## Brief
The result should be a verbatim copy of the whole listing.

## Supplied material
PR #2668, opened 2026-04-21
AirfRANS: lr=3e-4+T_max=10 — weight decay=1e-2

tcapelle:
## Hypothesis
The current AirfRANS best (PR #2614, val_primary/surface_mse=0.0197) uses AdamW with lr=3e-4 and T_max=10, but does not explicitly set weight decay. AdamW's key strength over Adam is its decoupled weight decay regularization. Increasing weight decay to 1e-2 (a commonly effective value for AdamW) should provide stronger L2 regularization, reducing overfitting and potentially improving surface MSE generalization. This complements the lr=3e-4 finding and tests whether the optimizer's native regularization mechanism is being fully utilized.

## Instructions
Run the following command from `target/icml2026/`:

```bash
python train.py --dataset airfrans --airfrans_task full --optimizer adamw --lr 3e-4 --cosine_t_max 10 --no-use-ema --enable-fourier --weight-decay 1e-2 --epochs 999 --wandb_group airfrans-lr3e4-wd
```

Key changes from baseline:
- `--lr 3e-4` (same as recent best)
- `--cosine_t_max 10` (same as recent best)
- `--weight-decay 1e-2` (NEW — explicit AdamW weight decay of 0.01)
- `--wandb_group airfrans-lr3e4-wd` (for grouping weight decay experiments)

If `--weight-decay` is not a recognized flag, check `train.py --help` for the correct flag name (may be `--wd`, `--weight_decay`, `--adamw-wd`, or similar). Report which flag name worked.

Report in your PR comment:
- val_primary/surface_mse (primary metric, lower is better)
- All surface metrics in a table
- W&B run ID and link
- What weight decay value was used and the exact flag name

## Baseline
Current best AirfRANS result (PR #2614):
- val_primary/surface_mse: **0.0197**
- Reproduce command:
```bash
cd target/icml2026 && python train.py --dataset airfrans --airfrans_task full --optimizer adamw --lr 3e-4 --cosine_t_max 10 --no-use-ema --enable-fourier --epochs 999
```


tcapelle:
ADVISOR: Closing PR #2668 because ADVISOR: Closing — lr=3e-4+WD=1e-2 without grad-clip is obsolete. The fern experiment (PR #2709) tests the correct compound: grad-clip+WD. historia, please pick up your next assignment..

PR #2670, opened 2026-04-21
DrivAerML: 1000 batches/epoch — upper bound of data saturation sweep

tcapelle:
## Hypothesis

Find the saturation point of the batches-per-epoch lever. If 600 batches/epoch gave 11.97% (PR #2645), 1000 batches/epoch might push below 11% — each epoch sees ~67% more car configurations than the 600-batch winner, and ~2.5x more than the original 394-batch config. This is the upper bound of the sweep (frieren tests 800, taki tests 1000) to map the full curve.

## Instructions

Run with `--max-train-batches 1000` (up from 600 in PR #2645). All other hyperparameters remain identical to the current best.

**Full command to run:**
```bash
  --epochs 999 --batch-size 1 \
  --max-train-batches 1000 --max-eval-batches 200 \
  --agent taki --wandb-name "taki/drivaerml-1000batches" \
  --wandb-group "drivaerml-batches-sweep"
```

## Baseline to beat

- **Current best val:** 11.97% (PR #2645, 600 batches/epoch)
- **W&B run:** dar47nwl

## W&B group

`drivaerml-batches-sweep` — this groups the 600/800/1000-batch sweep together in W&B for easy comparison.

## Expected outcome

1000 batches will make each epoch ~67% slower than 600-batch runs. The 30-min timeout will therefore produce fewer epochs. Key question: does more data per epoch compensate for fewer epochs total? Report the best val metric and epoch it occurred at. Compare against frieren's 800-batch result to map the saturation curve.


tcapelle:
STUDENT taki:

## Results

| Metric | Baseline (600 batches) | This run (1000 batches) |
|--------|----------------------|------------------------|
| `val_primary/surface_rel_l2_pct` | **11.97%** | 12.40% |
| `test_primary/surface_rel_l2_pct` | 13.03% | **12.85%** |
| Epochs completed | ~38+ (est.) | 23 |
| Best val epoch | — | 22 |

**W&B run:** `qju0pw3q` ([link](https://wandb.ai/wandb-applied-ai-team/senpai-v1/runs/qju0pw3q))
**W&B group:** `drivaerml-batches-sweep`
**Peak memory:** Not captured (GPU freed before measurement)

**Command used:**
```bash
  --epochs 999 --batch-size 1 \
  --max-train-batches 1000 --max-eval-batches 200 \
  --agent taki --wandb-name "taki/drivaerml-1000batches" \
  --wandb-group "drivaerml-batches-sweep"
```

## What happened

**Val metric did not beat the baseline** (12.40% vs 11.97%), but **test metric improved** (12.85% vs 13.03%).

The core tradeoff played out as expected: 1000 batches/epoch sees ~67% more data per epoch than 600 batches, but each epoch takes proportionally longer. Within the 30-minute timeout, we completed only 23 epochs vs the ~38+ the 600-batch baseline likely achieved. With `cosine-t-max=30`, we never completed a full cosine cycle (only reached epoch 23/30), which means the LR schedule didn't get to its minimum phase where the best convergence typically happens.

The convergence curve was still clearly trending downward at timeout — the run was not saturated. The cosine LR oscillations every 3 epochs (T_max=30 mapped to 3-epoch cycles due to the restart schedule) caused visible val metric bumps at epochs 12, 15, 18, and 21.

The better test metric despite worse val suggests the model may generalize slightly better with more data diversity per epoch, but needs more total training time to fully converge.

## Analysis for the saturation sweep

For the batches-per-epoch curve:
- **394 batches (original):** baseline before PR #2645
- **600 batches (PR #2645):** 11.97% val / 13.03% test — current best
- **1000 batches (this run):** 12.40% val / 12.85% test — fewer epochs, better test generalization

The 1000-batch config is **data-rich but time-poor**. It's likely the better configuration given enough training time, but the 30-minute timeout creates a diminishing returns problem — beyond ~600 batches/epoch, the per-epoch time cost outweighs the per-epoch data benefit within the fixed time budget.

## Suggested follow-ups

1. **Longer timeout test:** If the time budget were relaxed, 1000 batches would likely surpass 600 since the convergence curve wasn't saturated and test generalization was already better.
2. **Adjust cosine-t-max for 1000 batches:** With only 23 epochs possible, `cosine-t-max=15` or `cosine-t-max=20` would let the LR schedule complete at least one full cycle, potentially improving convergence efficiency.
3. **800 batches (frieren's run):** This should reveal whether 800 is the sweet spot — enough data diversity with enough epochs to complete the LR schedule.

tcapelle:
ADVISOR: Closing PR #2670 because ADVISOR: Closing — 4L/256d with 1000 batches reached 12.40%. All 4L/256d results are obsolete with the new 5.73% baseline (4L/384d). Useful data: 1000 batches at 4L/256d gets only 23 epochs (too slow)..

## Answer to the exercise
PR #2668, opened 2026-04-21
AirfRANS: lr=3e-4+T_max=10 — weight decay=1e-2

tcapelle:
## Hypothesis
The current AirfRANS best (PR #2614, val_primary/surface_mse=0.0197) uses AdamW with lr=3e-4 and T_max=10, but does not explicitly set weight decay. AdamW's key strength over Adam is its decoupled weight decay regularization. Increasing weight decay to 1e-2 (a commonly effective value for AdamW) should provide stronger L2 regularization, reducing overfitting and potentially improving surface MSE generalization. This complements the lr=3e-4 finding and tests whether the optimizer's native regularization mechanism is being fully utilized.

## Instructions
Run the following command from `target/icml2026/`:

```bash
python train.py --dataset airfrans --airfrans_task full --optimizer adamw --lr 3e-4 --cosine_t_max 10 --no-use-ema --enable-fourier --weight-decay 1e-2 --epochs 999 --wandb_group airfrans-lr3e4-wd
```

Key changes from baseline:
- `--lr 3e-4` (same as recent best)
- `--cosine_t_max 10` (same as recent best)
- `--weight-decay 1e-2` (NEW — explicit AdamW weight decay of 0.01)
- `--wandb_group airfrans-lr3e4-wd` (for grouping weight decay experiments)

If `--weight-decay` is not a recognized flag, check `train.py --help` for the correct flag name (may be `--wd`, `--weight_decay`, `--adamw-wd`, or similar). Report which flag name worked.

Report in your PR comment:
- val_primary/surface_mse (primary metric, lower is better)
- All surface metrics in a table
- W&B run ID and link
- What weight decay value was used and the exact flag name

## Baseline
Current best AirfRANS result (PR #2614):
- val_primary/surface_mse: **0.0197**
- Reproduce command:
```bash
cd target/icml2026 && python train.py --dataset airfrans --airfrans_task full --optimizer adamw --lr 3e-4 --cosine_t_max 10 --no-use-ema --enable-fourier --epochs 999
```


tcapelle:
ADVISOR: Closing PR #2668 because ADVISOR: Closing — lr=3e-4+WD=1e-2 without grad-clip is obsolete. The fern experiment (PR #2709) tests the correct compound: grad-clip+WD. historia, please pick up your next assignment..

PR #2670, opened 2026-04-21
DrivAerML: 1000 batches/epoch — upper bound of data saturation sweep

tcapelle:
## Hypothesis

Find the saturation point of the batches-per-epoch lever. If 600 batches/epoch gave 11.97% (PR #2645), 1000 batches/epoch might push below 11% — each epoch sees ~67% more car configurations than the 600-batch winner, and ~2.5x more than the original 394-batch config. This is the upper bound of the sweep (frieren tests 800, taki tests 1000) to map the full curve.

## Instructions

Run with `--max-train-batches 1000` (up from 600 in PR #2645). All other hyperparameters remain identical to the current best.

**Full command to run:**
```bash
  --epochs 999 --batch-size 1 \
  --max-train-batches 1000 --max-eval-batches 200 \
  --agent taki --wandb-name "taki/drivaerml-1000batches" \
  --wandb-group "drivaerml-batches-sweep"
```

## Baseline to beat

- **Current best val:** 11.97% (PR #2645, 600 batches/epoch)
- **W&B run:** dar47nwl

## W&B group

`drivaerml-batches-sweep` — this groups the 600/800/1000-batch sweep together in W&B for easy comparison.

## Expected outcome

1000 batches will make each epoch ~67% slower than 600-batch runs. The 30-min timeout will therefore produce fewer epochs. Key question: does more data per epoch compensate for fewer epochs total? Report the best val metric and epoch it occurred at. Compare against frieren's 800-batch result to map the saturation curve.


tcapelle:
STUDENT taki:

## Results

| Metric | Baseline (600 batches) | This run (1000 batches) |
|--------|----------------------|------------------------|
| `val_primary/surface_rel_l2_pct` | **11.97%** | 12.40% |
| `test_primary/surface_rel_l2_pct` | 13.03% | **12.85%** |
| Epochs completed | ~38+ (est.) | 23 |
| Best val epoch | — | 22 |

**W&B run:** `qju0pw3q` ([link](https://wandb.ai/wandb-applied-ai-team/senpai-v1/runs/qju0pw3q))
**W&B group:** `drivaerml-batches-sweep`
**Peak memory:** Not captured (GPU freed before measurement)

**Command used:**
```bash
  --epochs 999 --batch-size 1 \
  --max-train-batches 1000 --max-eval-batches 200 \
  --agent taki --wandb-name "taki/drivaerml-1000batches" \
  --wandb-group "drivaerml-batches-sweep"
```

## What happened

**Val metric did not beat the baseline** (12.40% vs 11.97%), but **test metric improved** (12.85% vs 13.03%).

The core tradeoff played out as expected: 1000 batches/epoch sees ~67% more data per epoch than 600 batches, but each epoch takes proportionally longer. Within the 30-minute timeout, we completed only 23 epochs vs the ~38+ the 600-batch baseline likely achieved. With `cosine-t-max=30`, we never completed a full cosine cycle (only reached epoch 23/30), which means the LR schedule didn't get to its minimum phase where the best convergence typically happens.

The convergence curve was still clearly trending downward at timeout — the run was not saturated. The cosine LR oscillations every 3 epochs (T_max=30 mapped to 3-epoch cycles due to the restart schedule) caused visible val metric bumps at epochs 12, 15, 18, and 21.

The better test metric despite worse val suggests the model may generalize slightly better with more data diversity per epoch, but needs more total training time to fully converge.

## Analysis for the saturation sweep

For the batches-per-epoch curve:
- **394 batches (original):** baseline before PR #2645
- **600 batches (PR #2645):** 11.97% val / 13.03% test — current best
- **1000 batches (this run):** 12.40% val / 12.85% test — fewer epochs, better test generalization

The 1000-batch config is **data-rich but time-poor**. It's likely the better configuration given enough training time, but the 30-minute timeout creates a diminishing returns problem — beyond ~600 batches/epoch, the per-epoch time cost outweighs the per-epoch data benefit within the fixed time budget.

## Suggested follow-ups

1. **Longer timeout test:** If the time budget were relaxed, 1000 batches would likely surpass 600 since the convergence curve wasn't saturated and test generalization was already better.
2. **Adjust cosine-t-max for 1000 batches:** With only 23 epochs possible, `cosine-t-max=15` or `cosine-t-max=20` would let the LR schedule complete at least one full cycle, potentially improving convergence efficiency.
3. **800 batches (frieren's run):** This should reveal whether 800 is the sweet spot — enough data diversity with enough epochs to complete the LR schedule.

tcapelle:
ADVISOR: Closing PR #2670 because ADVISOR: Closing — 4L/256d with 1000 batches reached 12.40%. All 4L/256d results are obsolete with the new 5.73% baseline (4L/384d). Useful data: 1000 batches at 4L/256d gets only 23 epochs (too slow)..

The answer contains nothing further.